I think that's about right.

A few notes;

Ultimate solars take 8,616,666,322EU each to create, assuming the matter fabricator produces all 65 iridium ingots (455 UU), the 10 bits of sunnarium (60 UU), and the one sunnarium part (2 UU). This is not accounting for any EU spent of producing scrap or other materials.

This system does not assume that the advanced solars are being made and put onto the grid ASAP, then slowly upgraded to ultimates. Though you can probably see how to adapt it to do so, the code is a bit verbose and I can't be bothered typing it out right now. It also assumes the solars are producing EU full speed at all times; really they produce an average of (512 + 64) / 2 = 288EU per tick, assuming no rain or unexpected changes to the server time (eg, players using beds).

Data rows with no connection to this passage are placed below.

Issue #1456, opened 2019-02-06
Add http://box/nodered (and possibly also http://box/sugar ?)


holta:
@m-anish if you can add http://nodered (if not others) that'd be great!

Context: teachers love these rapid-access short URL's so kids don't get distracted by http://box and go immediately to the lesson material.

Ref: #923 "Failing/Short URL's—parent tkt to consolidate diverse issues"

tim-moody:
minetest is not a web app, so there is no point in having box/minetest. a browser visiting it will get nothing

holta:
@m-anish & all decided not to bother with http://box/sugar during our community/team call today (http://minutes.iiab.io) as that might get complicated, and http://box/sugarizer is enough.

Issue #923, opened 2018-07-18
Failing/Short URL's—parent tkt to consolidate diverse issues


holta:
Internet-in-a-Box URL's are failing in many annoying ways.

So this ticket serves to consolidate all these glitches that drive teachers and implementers crazy.

Such that the failure patterns can be attacked together—more coherently building up a knowledge base of proven techniques—for developers to implement the clean/short URL's that teachers and students wants on Day 1:

- [x] #111 -> PR #967 Nextcloud not accessible from VPN
- [ ] #201 Automate re-homing of http://HOSTNAME/wordpress? (instead of RELOCATE flag)
- [ ] #529 Calibre 2.x images & Calibre 3.x books don't appear @ http://box/books (http://box:8080 works, and http://box/calibre-web worked with PR #999 prototype!)
- [ ] #551 How to mitigate campuswide failures for Nextcloud, WordPress, Moodle, Elgg etc?
- [x] #851 -> #898 Fix http://box/sugarizer (worked with Sugarizer 0.7, 0.8, 0.9)
- [ ] #852 Fix http://box:3000 for those who want privacy & original/clean/short Kiwix URL
- [x] #913 PR #1412 learningequality/kolibri#4127 http://box/kolibri should work (not just http://box:8009)
- [ ] #10 #941 http://10.0.0.x/moodle must be customized on installation
- [x] PRs #980 #985 #1060 Enable http://box/kiwix w/o trailing slash
- [x] PR #992 http://10.0.0.x/wordpress/ not displaying correctly & http://10.0.0.x/wordpress/wp-admin/ not working ("UPSTREAM ISSUE, INHERENT TO WORDPRESS")
- [x] #1109 Clean up RedirectMatch rules (for Kolibri & others?)
- [x] #1196 -> PR #1213 Calibre-Web's http://box/books restored to work with Apache, as if http://localhost:8083
- [x] #1262 Shorten http://box/awstats/awstats.pl to http://box/awstats
- [x] #1282 http://box/lokole and http://box/lokole/static are currently both failing (certainly on Ubuntu 18.04; I've not tested other OS's)
- [x] #1456 Add box/nodered (and possibly also box/sugar ?)
  - [x] PR #1475 Add /sugar RedirectMatch to /sugarizer — for http://box/sugar
  - [x] PR #1476 Node-RED reverse proxy — for http://box/nodered
[...]

PR #1475, opened 2019-02-10
Add /sugar RedirectMatch to /sugarizer — for http://box/sugar

m-anish:
Creates a simple redirect from sugar to sugarizer.


holta:
For #1456

Ref: #923

PR #1476, opened 2019-02-10
Node-RED reverse proxy — for http://box/nodered

m-anish:
This PR creates a reverse proxy for the node red service on /nodered


holta:
Fixes #1456

Ref: #923

m-anish:
Think this is good to merge. 

Feel free to do a smoke test though.

holta:
> Think this is good to merge.
> 
> Feel free to do a smoke test though.

Strange: http://box/nodered doesn't work for me on Ubuntu Server 18.04.1 and Raspbian Lite after installing this PR. No matter what URL I try (http://WHATEVER/nodered), in every case local & remote browsers show 404 error:
```
Cannot GET /nodered
```

PR #1490, opened 2019-02-11
Minetest: rename service template

tim-moody:


holta:
This completes the fix begun with PR #1488

Note that minetest-server.service is installed automatically on Ubuntu & Debian.

Hence this rename from minetest-serve to minetest-server on all OS's incl Raspbian.

tim-moody:
there was no reason to rename except for rpi as the package determines the name elsewhere

PR #1491, opened 2019-02-11
Docs: pbx/README.rst, tasks/asterisk.yml, tasks/freepbx.yml, minetest/README.rst

m-anish:
Made the description clearer.


holta:
I'm not sure PR #1491 is correct, as is.

Even when installing IIAB as a gateway, several of us do its web-based administration from the WAN side where pbx.lan does not resolve.

Warning is important to a larger set of situations (no less people who have no idea what an Appliance/LAN Controller/Gateway are, these people are increasingly important to us!)

m-anish:
I guess best to leave it as is.

Issue #1387, opened 2019-01-13
Debian 10 Buster: remaining issues/workarounds e.g. with MongoDB/Sugarizer & Monit


holta:
Installing IIAB 6.7/master (http://d.iiab.io/6.7) on [Debian 10 "Buster"](https://www.debian.org/devel/debian-installer/) pre-releases can work!  With these 3+2 known caveats:

- [x] Ensure the line `VERSION_ID="10"` (or `VERSION_ID="10.0"`) exists in `/etc/os-release`.  This allows [iiab-install](https://github.com/iiab/iiab/blob/master/iiab-install) to run [/opt/iiab/iiab/scripts/local_facts.fact](https://github.com/iiab/iiab/blob/master/scripts/local_facts.fact) -> `/etc/ansible/facts.d/local_facts.fact` properly, setting OS_VER to "debian-10" so we're ready for Debian 10's pre-releases in coming months.  (Final releases will contain a similar such line by/around mid-2019.)
- [x] The [3 lines](https://github.com/iiab/iiab/blob/master/roles/httpd/templates/refresh-wiki-docs.sh#L36-L38) in /usr/bin/iiab-refresh-wiki-docs that use lynx to download from github.com (for http://box/info documentation) need to be commented out for now &mdash; mysteriously GitHub is blocking all connections from lynx on Debian 10, even when lynx issues exactly the same headers as from Ubuntu/Raspbian or Debian 9!  Possibly this is a subtle SSL/TLS problem, even when lynx claims to be using the same SSL as on the other distros?!
- [x] ["Stop ejabberd service"](https://github.com/iiab/iiab/blob/master/roles/ejabberd/tasks/main.yml#L62-L68) froze during ejabberd's install (when installing BIG-sized IIAB) so `systemctl stop ejabberd` had to be run manually.  Installation then continued on its own: relaunching IIAB's install with `sudo iiab` was not even nec this time!

This/these issue(s) below appear more serious?

- [x] Kolibri 0.11.1 -> 0.12.1 (http://box:8009 -> http://box/kolibri) doesn't seem to work on Debian 10, despite its IIAB install completing without obvious errors &mdash; please run `cd /opt/iiab/iiab` then `./runrole kolibri` to help us look more close if you can!
- [ ] MongoDB (for Sugarizer) not installable due to missing packages: #1437
  - [x] Workaround implemented, bypassing MongoDB & Sugarizer on Debian 10+ for now: PRs #1850 #1852
[...]

PR #1594, opened 2019-04-11
Debian 10 needs auto just like 9

georgejhunt:
### Fixes Bug
Stalled twice on network restart on real debian 10 hardware. Interface not up -- appliance mode


holta:
Ref: #1387

PR #1596, opened 2019-04-15
iiab-footprint [iiab-diagnostics to speed up remote support of networks especially?]

georgejhunt:
Responds to #1575 
Creates a more automated means of gathering together network settings, and communicating them back to developers.

Issue #1575, opened 2019-03-19
More automated reporting of networking/similar issues


holta:
I'm thinking we should automate reporting of networking [and other] bugs so we can be 10X more efficient during the initial phases of debugging especially.  Instead of spending days-upon-days and weeks-upon-weeks gathering context each time (whereupon we lose people often, permanently in many cases...)

Networking issues will never entirely go away, as we've discovered over 7 years now &mdash; nor will other bugs of course &mdash; as there will always Yet Another wacky networking topology thrown at us, Etc.  No matter what we tell implementers we simply cannot control them.

So it would seem wise that IIAB include a script to auto-publish the output of 10-or-so key log files & network/configuration files, so initial reporting becomes an order of magnitude more efficient going forward.  Non-technical implementers (and there are many) will happily partake if they're leading themselves and all of us forward.  e.g. the best would be 1 short command, that tests for Internet and then [with consent] uploads all these files to pastebin/GitHub or similar.

And also somehow emails us at the same time?

A more mature version of this "iiab-diagnostics" command (or whatever we call it) could also dump everything into /opt/iiab/diagnostics (or wherever) with crisp instructions for implementers to (1) move these files to USB stick (2) publish these to the web from Windows [or Android] typically.

Refs: #1306 #1519 #1520 #1527 #1536 #1569 #1572

holta:
If folks can add to this ticket their recommendations of the 10-or-so-most-useful IIAB config & networking & log files that would be Extremely Useful!

Also: which such files might will be the most privacy-sensitive, and as such perhaps should not be published to GitHub etc?

holta:
What IIAB files are most useful for remote support / remote diagnostics?  _DRAFT:_
- /etc/iiab/local_vars.yml
- /etc/iiab/iiab.env
- /etc/iiab/iiab.ini
- /opt/iiab/iiab/iiab-install.log
- /opt/iiab/iiab/iiab-network.log (if `./iiab-network` has been run)
- /opt/iiab/iiab/iiab-debug.log (if `./runrole <ROLE>` has been run)
- /library/www/html/home/menu.json
- output of `uname -a`
- output of `ip a`
- output of `brctl show`
- /etc/resolv.conf & other DNS files?
- hostapd &/or wpa_supplicant config files ?
- is it possible to auto-verify whether or not an X Windows-like graphical desktop is installed?
- _output of other networking files & commands?_

mikkokotila:
[...]

PR #1645, opened 2019-05-09
./install-support prompts for openvpn_handle & confirms resulting 10.8.0.* IP address

holta:
Also toughens up the deprecated command /usr/bin/iiab-handle &mdash; for those who insist on a temporary /etc/iiab/openvpn_handle (that will be wiped during the next Ansible run!)

Tangentially related to: #1575, PR #1596

### DIFF
--- a/iiab-support.yml
+++ b/iiab-support.yml
@@ -1,4 +1,3 @@
----
 - hosts: all
   become: yes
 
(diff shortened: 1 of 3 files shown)


holta:
`./install-support` also now runs faster, bypassing most Ansible stuff in Stage 1, only running the core playbook ([roles/openvpn](https://github.com/iiab/iiab/tree/master/roles/openvpn)).

Yes this assumes Stage 1 ([1-prep](https://github.com/iiab/iiab/tree/master/roles/1-prep)) was already run at an earlier date, but I think mandating that is a very fair compromise for a much faster runtime, particularly given Stage 1 = 1-prep is run from the get-go on most all IIAB systems.

Heavily tested on Ubuntu 18.04 and Raspbian.

Will merge shortly, to amp up "fieldback" / grassroots community testing...if further improvements are later appropriate we'll make those happen.

holta:
Later on `./install-support` should be further improved, to advertise the `/usr/bin/iiab-diagnostics` command, e.g. after PR #1596 converges into something the public (or at least newbie implementers) can easily grasp.

PR #1667, opened 2019-05-16
Nextcloud 15.0.x on Debian 9 & Raspbian 9 (PHP 7.1+ is missing) -- but Nextcloud 16.0.y on all others distros

holta:
Needs testing to be sure!

Refs:  #1324, PR #1614, #1615, #1649

Issue #1632, opened 2019-05-02
Ansible 2.8+ ADVISORY: avoid warnings by using "when: var | bool" for top-level BARE vars (in case they're strings, instead of boolean)


holta:
`apt` now installs Ansible 2.8.0rc2 automatically as part of IIAB installs, as a result of https://launchpad.net/~ansible/+archive/ubuntu/ansible

This is a surprise given Release Candidates were not pushed by apt in the past, and I had not expected we'd face Ansible 2.8.x until 2.8.0's official release date of 2019-05-16.

Ansible 2.8 Porting Guide
https://docs.ansible.com/ansible/devel/porting_guides/porting_guide_2.8.html

In any case, this new Ansible 2.8.x issues many warnings we need to address in due course, for example:

> [DEPRECATION WARNING]: Distribution Ubuntu 18.04 on host 127.0.0.1 should use
/usr/bin/python3, but is using /usr/bin/python for backward compatibility with
prior Ansible releases. A future Ansible release will default to using the
discovered platform python for this host. See https://docs.ansible.com/ansible/
2.8/reference_appendices/interpreter_discovery.html for more information. This
feature will be removed in version 2.12. Deprecation warnings can be disabled
by setting deprecation_warnings=False in ansible.cfg.

Whereas on Raspbian, Ansible 2.8.x shows this instead:

> [WARNING]: Platform linux on host 127.0.0.1 is using the discovered Python interpreter at /usr/bin/python, but future installation of another Python interpreter could change this. See https://docs.ansible.com/ansible/2.8/reference_appendices/interpreter_discovery.html for more information.

Running a BIG-sized install of IIAB yielded 222 of these warnings:

> TASK [0-init : Set port 443 for Admin Console if adm_cons_force_ssl] *********** [DEPRECATION WARNING]: evaluating adm_cons_force_ssl as a bare variable, this behaviour will go away and you might need to add |bool to the expression in the future. Also see CONDITIONAL_BARE_VARS configuration toggle.. This feature will be removed in version 2.12. Deprecation warnings can be disabled by setting deprecation_warnings=False in ansible.cfg.

As well as these 7+ others:

> 2019-05-02 15:27:49,566 p=9952 u=root |  TASK [0-init : Add 'runtime' variable values to /etc/iiab/iiab.ini] ************
...
[...]

PR #1696, opened 2019-05-25
Revise boolean syntax for Ansible 2.8 e.g. 'when: X' -> 'when: X | bool' (eliminates most warnings)

holta:
The crux was converting 248 instances of 'when: X' -> 'when: X | bool' (i.e. Ansible 2.8's annoying new/safer syntax) by running:
```
cd /opt/iiab/iiab
find . -type f -exec sed -i 's/[#[:blank:]]when:[[:blank:]][0-Z_]*$/& | bool/' {} \;
```
Thereby resolving most of #1632

ALSO:
- I avoided 12 instances of `changed_when: False` by using `[#[:blank:]]` above
- I manually fixed 2 instances of `grep -r 'when:[[:blank:]][0-Z_]*[[:blank:]]*#'` (in roles/sugarizer/tasks/main.yml and roles/nextcloud/tasks/main.yml)
- I manually fixed 3 instances of `grep -r 'when:[[:blank:]][0-Z_]*[[:blank:]]*}'` (in roles/sugarizer/meta/main.yml and roles/nodered/meta/main.yml )
- I cleaned up 5 instances of `: false` to `: False` and 6 instances of `: true` (to either `: True` or `: yes`) after verifying each
- Duplicate when: clauses were fixed in nextcloud/tasks/main.yml, arising from PR #1667
- I ran `grep -r 'when:[0-Z_]'` and `grep -r 'when:[[:blank:]][[:blank:]]' | wc` to make sure none of those instances existed
- /opt/iiab/iiab-admin-console has about 17+ similar instances that trigger Ansible 2.8's bool warning, but it might be easier to fix those manually

PS this was smoke-tested with a BIG-sized IIAB on Ubuntu 18.04 using "./iiab-install --reinstall" but it should also be tested with a fresh/clean install on another OS ideally.

### DIFF
--- a/roles/0-init/tasks/main.yml
+++ b/roles/0-init/tasks/main.yml
@@ -109,7 +109,7 @@
 #  set_fact:
 #    mongodb_install: True
 #    mongodb_enabled: True
-#  when: sugarizer_enabled
+#  when: sugarizer_enabled | bool
 
 # There might be other db's
 - name: Turn on both vars for PostgreSQL if moodle_enabled or pathagar_enabled
--- a/roles/1-prep/tasks/main.yml
+++ b/roles/1-prep/tasks/main.yml
@@ -9,7 +9,7 @@
       - uuid-runtime
       - sudo
     state: present
-  when: is_debuntu
+  when: is_debuntu | bool
 
 - name: Does /etc/iiab/uuid file exist?
   stat:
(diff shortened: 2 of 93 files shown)


holta:
Also smoke-tested on BIG-sized Raspian and Ubuntu 16.04, using `date; time ./iiab-install --reinstall`

_Thanks to everyone who can further test fresh installs of http://download.iiab.io on any/similar OS!_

Because it assumes UU is the only "cost", this system will probably tell you regular hybrids would be faster, advanced ones faster still, and that plain ones could do it instantly. This is because the less UU it takes per solar, the less time it takes to get each solar onto the grid producing more solars. Ultimates are always going to be cheaper in the long run.

You need about as much uranium per solar as you do iridium. In fact, off the top of my head, I believe the cost is identical - ultimates again need less then eight regular hybrids do.

 

[zedekblue]

Hmm... That could work. Not exactly what I was looking for, but it might work.
Also
This is what my formulas are.
I haven't actually been calculating the UU matter for the sunnarium, although I probably should have been. I might have to change some of the formulas to account for them.

 

[Harvest88]

How much eu in total would it's cost to produce an Ultimate panel for every material needed including using recyclers without Overclockers for amplifying? As well as powering all the machines to do it most efficiently? (without any overclockers) Cause I only heard for the UUm and irriduim alone is 100 hours of max solar output.

 

[Bomb Bloke]

The short answer is "it can't be done"; it takes a random amount of effort to acquire resources, so the best anyone can do is an average estimate based on their personal collection methods. And no, you can't just generate the whole panel out of UU. Uranium is the biggest stumbling block there.